*** GIVEN RECORDS Section Begins ***

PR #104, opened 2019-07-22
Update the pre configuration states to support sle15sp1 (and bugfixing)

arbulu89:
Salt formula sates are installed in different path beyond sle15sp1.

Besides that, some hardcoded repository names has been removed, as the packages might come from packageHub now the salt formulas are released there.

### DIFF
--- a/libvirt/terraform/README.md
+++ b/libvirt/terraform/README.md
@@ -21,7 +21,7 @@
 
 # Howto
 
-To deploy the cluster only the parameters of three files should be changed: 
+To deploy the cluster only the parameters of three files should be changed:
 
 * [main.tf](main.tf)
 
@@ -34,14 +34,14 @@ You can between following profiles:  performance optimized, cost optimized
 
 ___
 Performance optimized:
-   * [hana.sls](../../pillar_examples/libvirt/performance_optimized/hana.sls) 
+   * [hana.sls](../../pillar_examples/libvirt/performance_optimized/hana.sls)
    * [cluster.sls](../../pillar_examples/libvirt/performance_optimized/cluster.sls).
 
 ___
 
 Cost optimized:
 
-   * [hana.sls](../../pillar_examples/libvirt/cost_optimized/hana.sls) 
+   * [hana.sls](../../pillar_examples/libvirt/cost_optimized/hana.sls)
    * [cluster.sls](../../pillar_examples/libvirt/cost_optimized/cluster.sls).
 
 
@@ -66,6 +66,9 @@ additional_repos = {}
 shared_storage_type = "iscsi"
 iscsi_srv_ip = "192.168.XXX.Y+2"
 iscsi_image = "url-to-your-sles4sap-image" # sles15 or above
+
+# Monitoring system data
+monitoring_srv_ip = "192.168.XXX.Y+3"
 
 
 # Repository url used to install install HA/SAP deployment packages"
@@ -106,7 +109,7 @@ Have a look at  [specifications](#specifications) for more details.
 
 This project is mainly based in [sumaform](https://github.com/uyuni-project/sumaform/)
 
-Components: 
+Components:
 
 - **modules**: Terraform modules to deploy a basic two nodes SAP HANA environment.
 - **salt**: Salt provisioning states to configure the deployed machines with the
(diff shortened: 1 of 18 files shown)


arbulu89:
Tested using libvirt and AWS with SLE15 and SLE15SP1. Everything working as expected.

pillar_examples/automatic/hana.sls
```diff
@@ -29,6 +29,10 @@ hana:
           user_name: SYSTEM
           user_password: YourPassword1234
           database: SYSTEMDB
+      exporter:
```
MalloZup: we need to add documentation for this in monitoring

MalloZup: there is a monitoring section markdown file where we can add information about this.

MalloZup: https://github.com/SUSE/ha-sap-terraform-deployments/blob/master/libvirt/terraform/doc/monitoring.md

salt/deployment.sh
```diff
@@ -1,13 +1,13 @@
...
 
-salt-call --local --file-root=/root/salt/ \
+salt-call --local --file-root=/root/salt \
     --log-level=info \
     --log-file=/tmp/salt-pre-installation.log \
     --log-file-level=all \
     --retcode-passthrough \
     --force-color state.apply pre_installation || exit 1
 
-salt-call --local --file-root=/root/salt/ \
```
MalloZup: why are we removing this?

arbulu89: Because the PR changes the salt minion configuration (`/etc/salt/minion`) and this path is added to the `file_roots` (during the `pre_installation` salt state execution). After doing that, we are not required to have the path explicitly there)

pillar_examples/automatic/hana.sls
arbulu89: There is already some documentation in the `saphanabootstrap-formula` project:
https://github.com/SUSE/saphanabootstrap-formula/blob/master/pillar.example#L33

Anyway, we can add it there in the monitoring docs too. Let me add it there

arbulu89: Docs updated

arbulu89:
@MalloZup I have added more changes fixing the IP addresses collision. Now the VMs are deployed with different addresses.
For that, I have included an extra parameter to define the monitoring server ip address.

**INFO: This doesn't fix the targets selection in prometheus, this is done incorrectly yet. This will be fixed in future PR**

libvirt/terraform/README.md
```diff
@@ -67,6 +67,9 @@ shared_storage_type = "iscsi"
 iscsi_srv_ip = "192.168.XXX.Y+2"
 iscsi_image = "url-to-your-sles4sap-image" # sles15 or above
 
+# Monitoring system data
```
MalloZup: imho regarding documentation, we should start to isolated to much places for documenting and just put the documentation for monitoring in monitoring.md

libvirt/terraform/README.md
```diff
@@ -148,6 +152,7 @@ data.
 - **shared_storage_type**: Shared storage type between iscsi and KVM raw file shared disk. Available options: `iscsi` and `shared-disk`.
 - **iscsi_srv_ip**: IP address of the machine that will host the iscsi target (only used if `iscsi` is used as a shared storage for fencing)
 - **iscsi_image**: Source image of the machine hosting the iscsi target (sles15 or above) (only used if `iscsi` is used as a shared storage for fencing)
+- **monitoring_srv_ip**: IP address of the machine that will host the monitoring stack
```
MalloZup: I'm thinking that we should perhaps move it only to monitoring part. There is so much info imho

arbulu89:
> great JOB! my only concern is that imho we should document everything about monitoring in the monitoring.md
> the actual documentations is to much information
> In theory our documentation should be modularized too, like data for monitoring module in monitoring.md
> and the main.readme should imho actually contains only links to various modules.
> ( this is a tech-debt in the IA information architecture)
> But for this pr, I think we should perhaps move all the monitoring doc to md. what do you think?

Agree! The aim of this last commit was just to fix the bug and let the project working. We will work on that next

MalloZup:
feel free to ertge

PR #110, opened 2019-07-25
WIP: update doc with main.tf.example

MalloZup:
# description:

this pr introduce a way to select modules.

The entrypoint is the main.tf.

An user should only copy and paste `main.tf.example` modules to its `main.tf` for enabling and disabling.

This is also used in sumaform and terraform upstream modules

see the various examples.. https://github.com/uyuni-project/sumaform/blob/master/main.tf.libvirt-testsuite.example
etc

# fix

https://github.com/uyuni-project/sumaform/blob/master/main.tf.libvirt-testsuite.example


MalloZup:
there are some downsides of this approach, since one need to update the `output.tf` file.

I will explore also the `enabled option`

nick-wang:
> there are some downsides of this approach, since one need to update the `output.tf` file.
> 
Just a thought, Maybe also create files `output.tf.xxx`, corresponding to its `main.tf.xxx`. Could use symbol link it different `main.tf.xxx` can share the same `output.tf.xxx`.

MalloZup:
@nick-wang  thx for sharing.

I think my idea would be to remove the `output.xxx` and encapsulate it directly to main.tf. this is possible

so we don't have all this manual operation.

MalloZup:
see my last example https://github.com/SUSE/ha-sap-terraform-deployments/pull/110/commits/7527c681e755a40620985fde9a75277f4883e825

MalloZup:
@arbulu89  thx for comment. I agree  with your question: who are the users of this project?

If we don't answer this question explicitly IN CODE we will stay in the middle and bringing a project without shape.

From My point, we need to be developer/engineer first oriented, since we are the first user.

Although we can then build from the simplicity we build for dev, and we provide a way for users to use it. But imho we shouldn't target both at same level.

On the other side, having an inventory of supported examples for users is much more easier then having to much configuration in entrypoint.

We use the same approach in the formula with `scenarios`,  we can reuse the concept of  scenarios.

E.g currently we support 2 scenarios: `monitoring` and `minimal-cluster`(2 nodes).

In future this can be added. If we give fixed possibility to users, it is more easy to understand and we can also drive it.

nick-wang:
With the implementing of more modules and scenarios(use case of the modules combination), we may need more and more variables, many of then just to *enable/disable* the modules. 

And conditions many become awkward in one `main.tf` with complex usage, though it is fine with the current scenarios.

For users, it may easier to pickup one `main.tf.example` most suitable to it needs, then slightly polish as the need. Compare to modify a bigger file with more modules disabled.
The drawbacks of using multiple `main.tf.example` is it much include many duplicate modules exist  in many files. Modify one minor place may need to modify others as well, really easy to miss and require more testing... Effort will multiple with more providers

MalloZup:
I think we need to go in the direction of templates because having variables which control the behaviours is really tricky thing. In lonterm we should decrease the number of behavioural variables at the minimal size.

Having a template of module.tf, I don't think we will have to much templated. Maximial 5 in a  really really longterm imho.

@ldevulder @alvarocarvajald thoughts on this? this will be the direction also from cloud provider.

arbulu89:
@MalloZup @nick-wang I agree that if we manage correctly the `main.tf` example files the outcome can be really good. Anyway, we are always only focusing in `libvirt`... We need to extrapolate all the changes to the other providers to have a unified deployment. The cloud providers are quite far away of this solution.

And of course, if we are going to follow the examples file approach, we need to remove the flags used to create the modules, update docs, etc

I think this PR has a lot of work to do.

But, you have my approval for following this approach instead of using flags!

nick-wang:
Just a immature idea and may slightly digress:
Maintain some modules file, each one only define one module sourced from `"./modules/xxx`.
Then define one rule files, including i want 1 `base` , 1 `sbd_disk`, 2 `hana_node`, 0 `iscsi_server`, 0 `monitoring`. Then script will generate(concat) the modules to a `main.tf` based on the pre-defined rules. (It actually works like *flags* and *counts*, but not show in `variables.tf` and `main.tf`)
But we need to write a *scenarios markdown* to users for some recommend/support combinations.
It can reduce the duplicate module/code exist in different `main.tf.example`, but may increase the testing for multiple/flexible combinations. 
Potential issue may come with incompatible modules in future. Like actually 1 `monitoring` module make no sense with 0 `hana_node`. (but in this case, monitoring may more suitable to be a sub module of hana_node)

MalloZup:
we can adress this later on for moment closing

*** GIVEN RECORDS Section Ends ***
*** GIVEN RECORDS Section Begins ***

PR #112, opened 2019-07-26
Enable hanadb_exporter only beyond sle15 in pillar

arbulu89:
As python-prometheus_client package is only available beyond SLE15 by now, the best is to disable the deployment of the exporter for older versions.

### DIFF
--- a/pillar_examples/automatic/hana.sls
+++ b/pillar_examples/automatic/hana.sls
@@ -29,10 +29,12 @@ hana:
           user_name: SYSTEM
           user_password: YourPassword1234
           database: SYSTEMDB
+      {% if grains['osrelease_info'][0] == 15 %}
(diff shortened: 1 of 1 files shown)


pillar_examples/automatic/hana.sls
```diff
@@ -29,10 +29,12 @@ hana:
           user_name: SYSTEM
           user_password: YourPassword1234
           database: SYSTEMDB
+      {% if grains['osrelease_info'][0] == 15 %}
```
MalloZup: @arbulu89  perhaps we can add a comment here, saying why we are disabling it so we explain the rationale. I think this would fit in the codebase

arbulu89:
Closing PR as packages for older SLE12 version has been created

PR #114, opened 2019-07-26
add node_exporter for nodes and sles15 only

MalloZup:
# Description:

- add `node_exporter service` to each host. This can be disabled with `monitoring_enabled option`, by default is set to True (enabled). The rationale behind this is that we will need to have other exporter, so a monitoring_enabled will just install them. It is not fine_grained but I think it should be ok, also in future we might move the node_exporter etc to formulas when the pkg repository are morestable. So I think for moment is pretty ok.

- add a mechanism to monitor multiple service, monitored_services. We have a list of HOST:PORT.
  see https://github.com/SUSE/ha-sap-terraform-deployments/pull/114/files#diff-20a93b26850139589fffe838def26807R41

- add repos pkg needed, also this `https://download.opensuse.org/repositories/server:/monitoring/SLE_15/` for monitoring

*** GIVEN RECORDS Section Ends ***
*** GIVEN RECORDS Section Begins ***

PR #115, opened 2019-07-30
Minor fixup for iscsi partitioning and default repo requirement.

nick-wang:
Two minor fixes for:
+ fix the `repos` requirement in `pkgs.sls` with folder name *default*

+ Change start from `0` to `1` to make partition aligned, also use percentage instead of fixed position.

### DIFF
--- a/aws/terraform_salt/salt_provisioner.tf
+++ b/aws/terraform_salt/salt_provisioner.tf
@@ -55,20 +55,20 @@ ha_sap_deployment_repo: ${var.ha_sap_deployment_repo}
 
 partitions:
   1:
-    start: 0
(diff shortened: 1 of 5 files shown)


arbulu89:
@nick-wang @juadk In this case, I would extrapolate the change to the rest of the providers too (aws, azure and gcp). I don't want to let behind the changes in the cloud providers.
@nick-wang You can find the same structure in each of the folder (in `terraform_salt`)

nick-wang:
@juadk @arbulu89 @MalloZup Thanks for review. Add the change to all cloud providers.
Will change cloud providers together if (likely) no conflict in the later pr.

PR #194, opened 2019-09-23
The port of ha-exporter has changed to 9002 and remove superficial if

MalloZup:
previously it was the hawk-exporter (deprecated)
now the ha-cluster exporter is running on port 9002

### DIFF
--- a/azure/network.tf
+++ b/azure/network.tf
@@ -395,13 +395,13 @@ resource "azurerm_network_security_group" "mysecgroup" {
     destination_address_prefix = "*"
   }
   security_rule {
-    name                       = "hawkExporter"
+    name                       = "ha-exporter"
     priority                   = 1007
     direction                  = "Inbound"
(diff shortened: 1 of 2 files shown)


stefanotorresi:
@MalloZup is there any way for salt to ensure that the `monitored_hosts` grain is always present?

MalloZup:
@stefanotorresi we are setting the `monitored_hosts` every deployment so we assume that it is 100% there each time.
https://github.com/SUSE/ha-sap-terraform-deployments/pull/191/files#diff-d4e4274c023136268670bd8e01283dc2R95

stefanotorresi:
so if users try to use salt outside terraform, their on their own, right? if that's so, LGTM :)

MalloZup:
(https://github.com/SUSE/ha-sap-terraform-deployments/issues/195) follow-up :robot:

*** GIVEN RECORDS Section Ends ***

- **TASK PROMPT**
Find the line with "IA information architecture)" in the entries above. Retype it and each line after it, exactly, through the line with "The entrypoint is the main.tf.", and stop there.

- **SOLUTION TO THIS PROBLEM**
> ( this is a tech-debt in the IA information architecture)
> But for this pr, I think we should perhaps move all the monitoring doc to md. what do you think?

Agree! The aim of this last commit was just to fix the bug and let the project working. We will work on that next

MalloZup:
feel free to ertge

PR #110, opened 2019-07-25
WIP: update doc with main.tf.example

MalloZup:
# description:

this pr introduce a way to select modules.

The entrypoint is the main.tf.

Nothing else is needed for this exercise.